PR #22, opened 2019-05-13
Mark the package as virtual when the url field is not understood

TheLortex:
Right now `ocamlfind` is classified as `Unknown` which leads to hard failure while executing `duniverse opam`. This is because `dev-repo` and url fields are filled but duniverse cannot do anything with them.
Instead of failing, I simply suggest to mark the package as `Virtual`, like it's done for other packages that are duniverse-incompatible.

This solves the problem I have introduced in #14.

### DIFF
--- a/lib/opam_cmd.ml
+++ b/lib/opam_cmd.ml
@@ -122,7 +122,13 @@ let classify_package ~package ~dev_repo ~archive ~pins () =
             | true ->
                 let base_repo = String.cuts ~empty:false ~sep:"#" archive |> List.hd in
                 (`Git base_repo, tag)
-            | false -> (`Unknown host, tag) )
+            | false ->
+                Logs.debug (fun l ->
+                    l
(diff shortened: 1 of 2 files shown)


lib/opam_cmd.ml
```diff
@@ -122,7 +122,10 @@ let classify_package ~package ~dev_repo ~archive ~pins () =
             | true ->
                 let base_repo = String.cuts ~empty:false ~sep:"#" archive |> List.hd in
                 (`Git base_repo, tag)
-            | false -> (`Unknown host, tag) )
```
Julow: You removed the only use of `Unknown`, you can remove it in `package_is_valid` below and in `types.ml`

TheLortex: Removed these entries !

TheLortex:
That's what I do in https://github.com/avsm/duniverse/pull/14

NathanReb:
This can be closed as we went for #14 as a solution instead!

> _WHAT TO WORK ON_: Please output exactly the lines from the one containing "--- a/lib/opam_cmd.ml" through the end of the records, both included.

> _RESULT OF THIS EXERCISE_:
--- a/lib/opam_cmd.ml
+++ b/lib/opam_cmd.ml
@@ -122,7 +122,13 @@ let classify_package ~package ~dev_repo ~archive ~pins () =
             | true ->
                 let base_repo = String.cuts ~empty:false ~sep:"#" archive |> List.hd in
                 (`Git base_repo, tag)
-            | false -> (`Unknown host, tag) )
+            | false ->
+                Logs.debug (fun l ->
+                    l
(diff shortened: 1 of 2 files shown)


lib/opam_cmd.ml
```diff
@@ -122,7 +122,10 @@ let classify_package ~package ~dev_repo ~archive ~pins () =
             | true ->
                 let base_repo = String.cuts ~empty:false ~sep:"#" archive |> List.hd in
                 (`Git base_repo, tag)
-            | false -> (`Unknown host, tag) )
```
Julow: You removed the only use of `Unknown`, you can remove it in `package_is_valid` below and in `types.ml`

TheLortex: Removed these entries !

TheLortex:
That's what I do in https://github.com/avsm/duniverse/pull/14

NathanReb:
This can be closed as we went for #14 as a solution instead!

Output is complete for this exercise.